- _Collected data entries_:
PR #357, opened 2023-08-17
[Bugfix] Point OnnxGz files to `model.onnx` but download and extract `model.onnx.tar.gz`

rahul-tuli:
Big LLMS are generally saved with external data; this external data along with model.onnx live inside `model.onnx.tar.gz` tarball on sparsezoo; recently we added support to download the tarfile and emulate a normal onnx model file using a wrapper class `OnnxGz`; when adding this support a bug was introduced where `model.onnx` was present twice in the model path; leading to errors while creating ort sessions as 

### TEST PLAN:

- [X] Manual inspection using attached script
- [X] Add automated tests to capture conditions where extraction was failing
- [X] Test with deepsparse main

Test Script:
```
from sparsezoo import Model
from pathlib import Path


def local_test(stub: str):
    model = Model(stub)
    onnx_model = model.onnx_model
    model_path = onnx_model.path
    onnx_model_path = Path(model_path)
    assert onnx_model_path.exists(), "Path to onnx model does not exist"
    assert (count := str(onnx_model_path).count("model.onnx")) == 1, f"Path to onnx model contains model.onnx {count} times"

    # create an ORT session with the model
    import onnxruntime as ort
    session = ort.InferenceSession(str(onnx_model_path), providers=["CPUExecutionProvider"])
    assert session is not None, "ORT session is None"

if __name__ == '__main__':
    # stub = "zoo:nlg/text_generation/opt-13b/pytorch/huggingface/opt_pretrain/pruned50_quantW8A8-none"
    stub = "zoo:cv/classification/mobilenet_v1-1.0/pytorch/sparseml/imagenet/pruned_quant-moderate"
    local_test(stub=stub)
```

Before this PR: The onnx_model_path had an extra model.onnx in it's path leading to errors like:
https://github.com/neuralmagic/deepsparse/actions/runs/5869604261/job/15914935604?pr=1150#step:7:138

After this PR the test script runs successfully, and the base test errors on deepsparse side are green

---
  - https://app.asana.com/0/0/1205276886236935

### DIFF
--- a/src/sparsezoo/model/model.py
+++ b/src/sparsezoo/model/model.py
@@ -157,7 +157,7 @@ class Model(Directory):
             stub_params=self.stub_params,
         )
 
-        self._onnx_gz: Directory = self._directory_from_files(
+        self._onnx_gz: OnnxGz = self._directory_from_files(
             files, directory_class=OnnxGz, display_name="model.onnx.tar.gz"
         )
         self.onnx_model: File = (
@@ -452,7 +452,7 @@ class Model(Directory):
     def _get_directory(
         self,
         file: Dict[str, Any],
-        directory_class: Directory,
+        directory_class: type(Directory),
         display_name: Optional[str] = None,
         regex: Optional[bool] = False,
         **kwargs,
@@ -587,12 +587,12 @@ class Model(Directory):
         regex: Optional[bool] = False,
         allow_multiple_outputs: Optional[bool] = False,
         **kwargs: object,
-    ) -> Union[Directory, None]:
+    ) -> Union[List[Union[Directory, Any, None]], List[Directory], None]:
 
         # Takes a list of file dictionaries and returns
         # a Directory() object, if successful,
         # otherwise None.
-        if all([file_dict.get("file_type") for file_dict in files]):
+        if all(file_dict.get("file_type") for file_dict in files):
             # if file_dict is retrieved from the API as `request_json`
             # first check if a directory can be created from the
             # "loose" files (alternative to parsing a .tar.gz file as
--- a/src/sparsezoo/model/utils.py
+++ b/src/sparsezoo/model/utils.py
@@ -18,6 +18,7 @@ import logging
 import os
 import re
 import shutil
+import tarfile
 import warnings
 from collections import defaultdict
 from pathlib import Path
@@ -576,11 +577,21 @@ def _copy_file_contents(
                 copy_path = os.path.join(output_dir, os.path.basename(_file.path))
                 _copy_and_overwrite(_file.path, copy_path, shutil.copyfile)
         elif isinstance(file, OnnxGz):
-            # copy all contents of unzipped onnx.tar.gz file to top level of output
-            onnx_gz_path = (
-                os.path.dirname(file.path) if os.path.isfile(file.path) else file.path
-            )
-            shutil.copytree(onnx_gz_path, output_dir, dirs_exist_ok=True)
+            # download and unzip model.onnx.tar.gz
+            model_gz_path = Path(file.path).with_name("model.onnx.tar.gz")
+
+            # copy all contents of unzipped model.onnx.tar.gz file to
+            #  top level of output
+            for name in tarfile.open(model_gz_path).getnames():
+                unzipped_file_path = model_gz_path.with_name(name)
+                copy_location = Path(output_dir) / name
+                _copy_and_overwrite(
+                    str(unzipped_file_path), str(copy_location), shutil.copyfile
+                )
+            # copy the model.onnx.tar.gz file to the top level of output
+            tar_copy_path = Path(output_dir) / model_gz_path.name
+            _copy_and_overwrite(str(model_gz_path), str(tar_copy_path), shutil.copyfile)
+
         elif isinstance(file, Directory):
             copy_path = os.path.join(output_dir, os.path.basename(file.path))
             _copy_and_overwrite(file.path, copy_path, shutil.copytree)
--- a/src/sparsezoo/objects/directories.py
+++ b/src/sparsezoo/objects/directories.py
@@ -369,4 +369,5 @@ class OnnxGz(Directory):
             if not unzipped_file_path.exists():
                 _LOGGER.info(f"{unzipped_file_path} does not exist, was it extracted?")
                 self.is_archive = True
+                return
         self.is_archive = False
--- a/src/sparsezoo/objects/directories.py
+++ b/src/sparsezoo/objects/directories.py
@@ -18,6 +18,7 @@ Class objects for standardization and validation of a model folder structure
 
 
 import logging
+import tarfile
 from collections import OrderedDict
 from pathlib import Path
 from typing import Dict, List, Optional, Union
@@ -285,15 +286,13 @@ class OnnxGz(Directory):
     with or without external data.
 
     Class Invariants:
-        - `self.name` attribute of this class will point to the name of the tarball
+        - `self.name` attribute of this class will point to the name of the onnx file
         - `self._path` and `self.path` will point to the path of the extracted
             onnx model
     """
 
     def __init__(self, *args, **kwargs):
-        name = kwargs.get("name")
         super().__init__(*args, **kwargs)
-        self.name = name
 
     def __repr__(self):
         return f"OnnxGz(name={self.name}, path={self._path})"
@@ -306,22 +305,31 @@ class OnnxGz(Directory):
                 name `model.onnx`
             - the tarball will be extracted to the same directory as the tarball
 
-        :post-condition: self._path will point to the path of the extrated
+        :post-condition: self._path will point to the path of the extracted
             onnx model, and it exists
         :return: path to the onnx model
         """
+
         expected_path: Path = (
             Path(self._path)
             if self._path is not None
-            else Path(self.parent_directory) / self.name
+            else Path(self.parent_directory) / "model.onnx.tar.gz"
         )
-        # point _path to model.onnx.tar.gz if first time else
-        #  model.onnx
+
+        # _path can also point to parent directory of the tarball when
+        #  this object is initialized from files
+        if expected_path.is_dir():
+            # point expected to model.onnx.tar.gz
+            expected_path = expected_path / "model.onnx.tar.gz"
+
+        # point path to model.onnx.tar.gz before download/unzip
         self._path = str(expected_path)
 
         if not expected_path.exists():
+            # download the tarball if it does not exist
             self.download()
 
+        self._check_if_extracted()
         if self.is_archive:
             # if the tarball is not extracted, extract it
             self.unzip()
@@ -336,3 +344,29 @@ class OnnxGz(Directory):
         # point _path to model.onnx
         self._path = str(onnx_model_path)
         return self._path
+
+    def _check_if_extracted(self):
+        """
+        set `is_archive` to False if the tarball is extracted, else set it to
+        True. Condition for being extracted is that all members of the tarball
+        are extracted and exist as files in the same directory as the tarball.
+        """
+        # expected file will point to the tarball
+        expected_path: Path = (
+            Path(self._path)
+            if self._path is not None
+            else Path(self.parent_directory) / "model.onnx.tar.gz"
+        )
+
+        if expected_path.is_dir():
+            # point expected to model.onnx.tar.gz
+            expected_path = expected_path / "model.onnx.tar.gz"
+
+        model_gz_path = expected_path.with_name(name="model.onnx.tar.gz")
+        # assert all members of  model.onnx.tar.gz have been extracted
+        for zipped_filename in tarfile.open(model_gz_path).getnames():
+            unzipped_file_path = expected_path.with_name(zipped_filename)
+            if not unzipped_file_path.exists():
+                _LOGGER.info(f"{unzipped_file_path} does not exist, was it extracted?")
+                self.is_archive = True
+        self.is_archive = False
--- a/src/sparsezoo/objects/directories.py
+++ b/src/sparsezoo/objects/directories.py
@@ -301,8 +301,9 @@ class OnnxGz(Directory):
     def path(self):
         """
         Assumptions:
-            - the tarball contains only one onnx model, with the
-                name `model.onnx`
+            - the tarball must contain atleast one `model.onnx` file
+            - the tarball may or may not contain additional external data or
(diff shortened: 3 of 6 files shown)


src/sparsezoo/model/model.py
```diff
@@ -157,7 +157,7 @@ def __init__(self, source: str, download_path: Optional[str] = None):
             stub_params=self.stub_params,
         )
 
-        self._onnx_gz: Directory = self._directory_from_files(
+        self._onnx_gz: OnnxGz = self._directory_from_files(
```
rahul-tuli, line 160: Changes in this file are merely cosmetic and could be a part of a separate PR

src/sparsezoo/model/model.py
```diff
@@ -587,12 +587,12 @@ def _directory_from_files(
         regex: Optional[bool] = False,
         allow_multiple_outputs: Optional[bool] = False,
         **kwargs: object,
-    ) -> Union[Directory, None]:
+    ) -> Union[List[Union[Directory, Any, None]], List[Directory], None]:
```
rahul-tuli, line 590: Fix typing

src/sparsezoo/model/utils.py
```diff
@@ -576,11 +577,21 @@ def _copy_file_contents(
                 copy_path = os.path.join(output_dir, os.path.basename(_file.path))
                 _copy_and_overwrite(_file.path, copy_path, shutil.copyfile)
         elif isinstance(file, OnnxGz):
-            # copy all contents of unzipped onnx.tar.gz file to top level of output
-            onnx_gz_path = (
-                os.path.dirname(file.path) if os.path.isfile(file.path) else file.path
-            )
-            shutil.copytree(onnx_gz_path, output_dir, dirs_exist_ok=True)
+            # download and unzip model.onnx.tar.gz
```
rahul-tuli, line 580: copy contents of OnnxGz file based on tarfile members rather than copying the whole parent directory

src/sparsezoo/objects/directories.py
```diff
@@ -283,14 +284,90 @@ class OnnxGz(Directory):
...
+    Class Invariants:
+        - `self.name` attribute of this class will point to the name of the onnx file
+        - `self._path` and `self.path` will point to the path of the extracted
+            onnx model
     """
 
+    def __init__(self, *args, **kwargs):
+        super().__init__(*args, **kwargs)
+
+    def __repr__(self):
```
rahul-tuli, line 297: Add __repr__ for easier debugging

src/sparsezoo/objects/directories.py
```diff
@@ -283,14 +284,90 @@ class OnnxGz(Directory):
...
+            raise FileNotFoundError(
+                f"Expected to find model.onnx at {onnx_model_path}, "
+                "but it does not exist."
+            )
+
+        # point _path to model.onnx
+        self._path = str(onnx_model_path)
         return self._path
+
+    def _check_if_extracted(self):
```
rahul-tuli, line 348: checks if model.onnx.tar.gz was extracted based on all members inside the tarball, accordingly sets `is_archive`

src/sparsezoo/objects/directory.py
```diff
@@ -284,9 +284,15 @@ def unzip(self, extract_directory: Optional[str] = None, force: bool = False):
...
-
-        if not os.path.exists(path) or force:  # do not re-unzip if not forced
+        is_model_gz = name == "model.onnx"
+        path = (
+            extract_directory if is_model_gz else os.path.join(extract_directory, name)
+        )
+        # if is_model_gz then path would point to the tarfile(s)
+        # parent directory and must be unzipped irrespective of existence
+        if (
+            is_model_gz or not os.path.exists(path) or force
```
rahul-tuli, line 294: extract model.onnx.tar.gz

src/sparsezoo/objects/directory.py
```diff
@@ -340,7 +346,7 @@ def is_directory(file: File) -> bool:
 def _possibly_convert_files_to_directories(files: List[File]) -> List[File]:
     return [
         Directory.from_file(file)
-        if (is_directory(file) and not isinstance(file, Directory))
+        if not isinstance(file, Directory) and is_directory(file)
```
rahul-tuli, line 349: Move isinstance check first to avoid calling path property on Directory objects

src/sparsezoo/model/model.py
dsikka: `Any` doesn't cover the `None` case?

src/sparsezoo/model/utils.py
```diff
@@ -576,11 +577,21 @@ def _copy_file_contents(
...
+            #  top level of output
+            for name in tarfile.open(model_gz_path).getnames():
+                unzipped_file_path = model_gz_path.with_name(name)
+                copy_location = Path(output_dir) / name
+                _copy_and_overwrite(
+                    str(unzipped_file_path), str(copy_location), shutil.copyfile
+                )
+            # copy the model.onnx.tar.gz file to the top level of output
+            tar_copy_path = Path(output_dir) / model_gz_path.name
+            _copy_and_overwrite(str(model_gz_path), str(tar_copy_path), shutil.copyfile)
```
dsikka, line 593: why do you need to copy the tar file after already copying its untarred content in the for loop above?

src/sparsezoo/objects/directories.py
```diff
@@ -283,14 +284,90 @@ class OnnxGz(Directory):
...
+    def __repr__(self):
+        return f"OnnxGz(name={self.name}, path={self._path})"
+
     @property
     def path(self):
-        _ = super().path  # call self.path to download initial file if not already
+        """
+        Assumptions:
+            - the tarball contains only one onnx model, with the
+                name `model.onnx`
```
Satrat, line 305: This is not the case for the codegen models on sparsezoo, for at least one of them the tarball contains "model_nocache.onnx" Could we just search the directory for a .onnx file instead? We would still be assuming there is only one onnx model file in the folder

src/sparsezoo/model/model.py
rahul-tuli: Hmm, you are correct it should

src/sparsezoo/objects/directories.py
```diff
@@ -283,14 +284,90 @@ class OnnxGz(Directory):
...
+
+        self._check_if_extracted()
         if self.is_archive:
+            # if the tarball is not extracted, extract it
             self.unzip()
-        if os.path.isdir(self._path) and "model.onnx" in os.listdir(self._path):
-            # if unzipped into a directory, refer directly to model.onnx
-            self._path = os.path.join(self._path, "model.onnx")
+
+        onnx_model_path = expected_path.with_name(name="model.onnx")
```
Satrat, line 337: Do we need to enforce the model name as `model.onnx`? I think just searching for the file extension would be more flexible

src/sparsezoo/objects/directory.py
```diff
@@ -284,9 +284,15 @@ def unzip(self, extract_directory: Optional[str] = None, force: bool = False):
             )
 
         name = ".".join(self.name.split(".")[:-2])
-        path = os.path.join(extract_directory, name)
-
-        if not os.path.exists(path) or force:  # do not re-unzip if not forced
+        is_model_gz = name == "model.onnx"
```
Satrat, line 287: See other comments, not sure about hard coding this

src/sparsezoo/objects/directories.py
```diff
@@ -283,14 +284,90 @@ class OnnxGz(Directory):
...
+            expected_path = expected_path / "model.onnx.tar.gz"
+
+        model_gz_path = expected_path.with_name(name="model.onnx.tar.gz")
+        # assert all members of  model.onnx.tar.gz have been extracted
+        for zipped_filename in tarfile.open(model_gz_path).getnames():
+            unzipped_file_path = expected_path.with_name(zipped_filename)
+            if not unzipped_file_path.exists():
+                _LOGGER.info(f"{unzipped_file_path} does not exist, was it extracted?")
+                self.is_archive = True
+                return
```
Satrat, line 372: This is duplicated in another function, could we break it out into a helper?

Satrat (changes requested):
I'm pretty sure the file we want to unzip is model.tar.gz and not model.onnx.tar.gz if the purpose of this PR is to extract the model.data file.

[The 2B codegen stub](https://sparsezoo.neuralmagic.com/models/codegen_mono-2b-bigpython_bigquery_thepile-base?hardware=deepsparse-c6i.12xlarge&tab=4) shows model.tar.gz as 6.4GB and model.onnx.tar.gz as only 594KB.

In general, I think it would be a good idea to upload a small model to sparsezoo that has its data stored externally so we can catch the issue in the test suite without having to run giant models

src/sparsezoo/model/utils.py
rahul-tuli: There's no need per se; we can avoid copying over the tarball; from how I see it, it doesn't hurt or give us anything extra. I kept it in case someone wants to manually check it's contents, but I don't have a strong argument for either case.

src/sparsezoo/objects/directories.py
rahul-tuli: This is something we want to enforce with `model.onnx.tar.gz` (that it always contains a `model.onnx` along with external data files if any) I could see a future where we support other model names, but they would be handled separately and not via `model.onnx.tar.gz`, the codegen 2B model you mentioned has to be updated on sparsezoo

src/sparsezoo/objects/directories.py
rahul-tuli: I agree it would be more flexible, but let's leave this as is for now as its the only check enforcing constraints on the contents of `model.onnx.tar.gz` we can update this if the constraints change?

src/sparsezoo/objects/directory.py
rahul-tuli: This would work for now, as we are enforcing *decided* constraints on the contents of `model.onnx.tar.gz` but, am open to changing this logic if the constraints are ever relaxed

src/sparsezoo/objects/directories.py
rahul-tuli: That method uses this same iteration logic to copy/overwrite extracted files; only the iteration part is common and imo breaking the iteration part out might not be as beneficial. Thoughts? Happy to break this out if this is a hard blocker

rahul-tuli:
> I'm pretty sure the file we want to unzip is model.tar.gz and not model.onnx.tar.gz if the purpose of this PR is to extract the model.data file.

making a comment here that the linked model needs to be updated on sparsezoo; and the onnx model `model.onnx` along with external_data if any should be inside `model.onnx.tar.gz`

[The 2B codegen stub](https://sparsezoo.neuralmagic.com/models/codegen_mono-2b-bigpython_bigquery_thepile-base?hardware=deepsparse-c6i.12xlarge&tab=4) shows model.tar.gz as 6.4GB and model.onnx.tar.gz as only 594KB.

In general, I think it would be a good idea to upload a small model to sparsezoo that has its data stored externally so we can catch the issue in the test suite without having to run giant models

src/sparsezoo/objects/directories.py
Satrat: Makes sense, I'm all good to leave it

src/sparsezoo/model/utils.py
Satrat: My vote would be to avoid copying it, for large models especially we don't want to keep around unnecessary files

src/sparsezoo/model/model.py
rahul-tuli: But I believe it's nicer to make it explicit, will remove if it's a hard blocker for you

Satrat (approved):

src/sparsezoo/model/utils.py
rahul-tuli: Lol this function is only used in tests so I guess either way is fine

src/sparsezoo/objects/directories.py
dsikka: the other case where this may change quickly is for any pipeline requiring more than one model (encoder/decoder pipelines). We haven't come up with a definite plan for these on sparsezoo but I think *.onnx would be more generic?

src/sparsezoo/objects/directories.py
dsikka: you could do something where you check if multiple *.onnx files are present. If not, ensure the single one present is `model.onnx`

dsikka (commented):
Two comments. otherwise LGTM

src/sparsezoo/objects/directories.py
rahul-tuli: Let's leave it until we have a definite plan for these on sparsezoo; don't want to make any decisions here that are bound to change

src/sparsezoo/objects/directories.py
rahul-tuli: We would still need a definite plan on which of those onnx models should `Model(stub).onnx_model` point to; so I think this update would make more sense there?

src/sparsezoo/objects/directory.py
bfineran, line 294: why do we always unzip if `is_model_gz`? what would happen if the tarball still exists but has already been unzipped?

src/sparsezoo/objects/directories.py
```diff
@@ -283,14 +284,90 @@ class OnnxGz(Directory):
...
+        if expected_path.is_dir():
+            # point expected to model.onnx.tar.gz
+            expected_path = expected_path / "model.onnx.tar.gz"
+
+        model_gz_path = expected_path.with_name(name="model.onnx.tar.gz")
+        # assert all members of  model.onnx.tar.gz have been extracted
+        for zipped_filename in tarfile.open(model_gz_path).getnames():
+            unzipped_file_path = expected_path.with_name(zipped_filename)
+            if not unzipped_file_path.exists():
+                _LOGGER.info(f"{unzipped_file_path} does not exist, was it extracted?")
```
bfineran, line 370: should remove log - user can't do anything with this. potentially move to debug since this would be a weird state

src/sparsezoo/objects/directory.py
rahul-tuli: synced offline!

src/sparsezoo/objects/directories.py
rahul-tuli: Done!

bfineran (approved):

PR #358, opened 2023-08-18
Report GHA build results to Testmo

dhuangnm:
Improved GHA workflows to build nightly and release.

Added report build status to Testmo: https://neuralmagic.testmo.net/automation/sources/view/2


.github/workflows/build-nightly.yml
```diff
@@ -7,39 +7,16 @@ on:
...
-             fi
+
+    BUILD-SPARSEZOO_NIGHTLY:
+
+      uses: ./.github/workflows/util.yml
+      with:
+        runs_on: ubuntu-22.04
+        run_id: ${{ github.run_id }}
+        build_type: nightly
+        testmo_project_id: 9
```
dbarbuzzi, line 21: Shouldn’t this be `2` for sparsezoo? It seems we don’t have a Testmo project with an ID of 9, at least that I can see on my account.

.github/workflows/build-release.yml
```diff
@@ -5,32 +5,15 @@ on:
...
-             aws s3 cp log_${GITHUB_REF_NAME/\//-}_release_${todaytime}_${GITHUB_SHA:0:7} s3://nm-github-actions/${{ github.event.repository.name }}/
+
+    BUILD-SPARSEZOO_RELEASE:
+
+      uses: ./.github/workflows/util.yml
+      with:
+        runs_on: ubuntu-22.04
+        run_id: ${{ github.run_id }}
+        build_type: release
+        testmo_project_id: 9
```
dbarbuzzi, line 18: Same comment about confirming the right ID.

.github/workflows/util.yml
```diff
@@ -0,0 +1,124 @@
...
+          echo "  --name ${name} \\"
+          echo "  --source ${{ github.event.repository.name }} \\"
+          echo "  --results result.xml"
+          testmo automation:run:submit \
+                         --instance "${TESTMO_URL}" \
+                         --project-id ${{ inputs.testmo_project_id }} \
+                         --name "${name}" \
+                         --source "${{ github.event.repository.name }}" \
+                         --results result.xml \
+                         -- cat result.xml
```
dbarbuzzi, line 124: This will probably always report as a success (unless `result.xml` doesn’t exist) because it is using the return code from this command (`cat result.xml`) to determine success/failure.

dhuangnm: Yep good catch, updated to be able to report both success or failure.

.github/workflows/build-nightly.yml
dhuangnm: I created a new project Build which from testmo it looks its project id is 9.

bfineran (dismissed):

- _Task_:
The expected answer is every line above in which the word "remove" appears.

- _Answer to this problem_:
rahul-tuli: But I believe it's nicer to make it explicit, will remove if it's a hard blocker for you
bfineran, line 370: should remove log - user can't do anything with this. potentially move to debug since this would be a weird state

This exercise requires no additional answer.